- _Exercise objective_
Find every line below where the word "which" occurs, then give how many you found and nothing else.

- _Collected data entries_
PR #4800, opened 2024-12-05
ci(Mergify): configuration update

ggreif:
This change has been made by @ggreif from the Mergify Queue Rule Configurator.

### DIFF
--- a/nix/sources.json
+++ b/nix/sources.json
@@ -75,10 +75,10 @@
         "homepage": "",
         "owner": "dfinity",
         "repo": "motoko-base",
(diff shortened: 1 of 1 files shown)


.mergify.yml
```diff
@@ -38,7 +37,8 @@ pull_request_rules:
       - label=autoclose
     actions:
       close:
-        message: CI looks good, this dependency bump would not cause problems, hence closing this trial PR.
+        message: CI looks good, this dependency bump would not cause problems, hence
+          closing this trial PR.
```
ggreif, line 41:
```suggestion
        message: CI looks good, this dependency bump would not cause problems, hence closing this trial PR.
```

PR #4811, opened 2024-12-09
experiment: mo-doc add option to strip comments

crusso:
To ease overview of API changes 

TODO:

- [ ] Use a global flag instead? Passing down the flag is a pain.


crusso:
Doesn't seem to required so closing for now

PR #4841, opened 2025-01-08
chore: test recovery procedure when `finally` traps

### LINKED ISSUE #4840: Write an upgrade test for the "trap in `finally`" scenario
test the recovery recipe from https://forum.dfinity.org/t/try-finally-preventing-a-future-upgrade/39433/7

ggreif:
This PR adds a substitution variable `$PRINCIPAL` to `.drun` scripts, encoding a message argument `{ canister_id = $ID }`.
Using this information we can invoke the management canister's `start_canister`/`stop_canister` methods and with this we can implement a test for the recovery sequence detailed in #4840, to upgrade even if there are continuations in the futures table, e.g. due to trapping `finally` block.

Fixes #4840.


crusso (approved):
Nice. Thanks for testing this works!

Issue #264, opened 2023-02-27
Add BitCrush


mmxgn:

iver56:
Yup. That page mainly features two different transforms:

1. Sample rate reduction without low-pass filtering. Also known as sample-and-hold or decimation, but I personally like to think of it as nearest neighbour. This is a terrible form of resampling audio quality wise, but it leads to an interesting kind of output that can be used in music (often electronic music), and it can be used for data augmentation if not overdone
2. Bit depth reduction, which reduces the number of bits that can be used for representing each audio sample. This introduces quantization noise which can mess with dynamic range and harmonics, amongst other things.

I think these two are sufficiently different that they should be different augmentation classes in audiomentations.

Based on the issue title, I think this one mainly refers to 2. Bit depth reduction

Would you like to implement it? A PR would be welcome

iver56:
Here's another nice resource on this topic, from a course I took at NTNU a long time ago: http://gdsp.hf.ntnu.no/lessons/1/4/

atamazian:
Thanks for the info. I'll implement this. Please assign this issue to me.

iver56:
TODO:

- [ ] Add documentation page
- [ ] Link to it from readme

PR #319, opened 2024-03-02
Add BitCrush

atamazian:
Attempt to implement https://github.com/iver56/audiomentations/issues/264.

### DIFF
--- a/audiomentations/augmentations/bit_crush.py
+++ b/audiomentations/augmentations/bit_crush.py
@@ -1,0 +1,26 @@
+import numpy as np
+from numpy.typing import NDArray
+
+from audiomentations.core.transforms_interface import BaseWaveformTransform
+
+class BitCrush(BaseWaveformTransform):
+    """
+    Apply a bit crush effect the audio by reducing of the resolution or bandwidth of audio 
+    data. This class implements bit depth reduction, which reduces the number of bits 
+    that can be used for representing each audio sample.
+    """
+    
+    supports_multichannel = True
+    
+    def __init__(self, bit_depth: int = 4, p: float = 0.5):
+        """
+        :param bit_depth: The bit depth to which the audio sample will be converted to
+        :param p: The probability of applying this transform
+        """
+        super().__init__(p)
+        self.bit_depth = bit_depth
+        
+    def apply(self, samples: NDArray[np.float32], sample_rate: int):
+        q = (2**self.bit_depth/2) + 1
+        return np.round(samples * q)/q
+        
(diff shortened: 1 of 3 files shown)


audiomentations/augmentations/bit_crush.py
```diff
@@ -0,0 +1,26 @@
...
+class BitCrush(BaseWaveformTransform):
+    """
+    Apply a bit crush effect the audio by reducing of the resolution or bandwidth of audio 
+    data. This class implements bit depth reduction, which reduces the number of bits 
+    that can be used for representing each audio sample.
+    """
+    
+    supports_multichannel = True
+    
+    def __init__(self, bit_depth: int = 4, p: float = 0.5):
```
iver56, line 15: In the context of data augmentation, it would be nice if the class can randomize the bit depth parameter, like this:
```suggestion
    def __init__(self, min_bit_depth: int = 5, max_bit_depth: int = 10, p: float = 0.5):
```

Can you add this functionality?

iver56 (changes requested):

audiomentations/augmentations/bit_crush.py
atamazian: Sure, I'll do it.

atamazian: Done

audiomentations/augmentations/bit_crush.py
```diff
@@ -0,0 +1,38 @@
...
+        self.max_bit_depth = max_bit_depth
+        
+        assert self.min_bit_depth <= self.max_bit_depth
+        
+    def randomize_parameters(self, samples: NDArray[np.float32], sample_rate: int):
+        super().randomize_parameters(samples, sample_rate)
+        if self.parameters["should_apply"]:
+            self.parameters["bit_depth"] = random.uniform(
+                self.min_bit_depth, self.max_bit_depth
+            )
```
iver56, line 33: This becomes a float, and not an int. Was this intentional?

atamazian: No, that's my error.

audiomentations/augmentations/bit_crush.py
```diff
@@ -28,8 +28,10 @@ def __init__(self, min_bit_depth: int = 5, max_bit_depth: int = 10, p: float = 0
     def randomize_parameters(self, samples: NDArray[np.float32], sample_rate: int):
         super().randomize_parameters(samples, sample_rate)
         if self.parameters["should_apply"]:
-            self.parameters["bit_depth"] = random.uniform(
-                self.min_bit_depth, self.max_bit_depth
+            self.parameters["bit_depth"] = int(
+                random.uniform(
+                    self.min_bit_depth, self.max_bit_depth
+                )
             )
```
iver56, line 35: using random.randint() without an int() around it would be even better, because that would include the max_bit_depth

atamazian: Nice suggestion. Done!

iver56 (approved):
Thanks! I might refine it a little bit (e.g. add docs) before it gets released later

- _Completed task_
4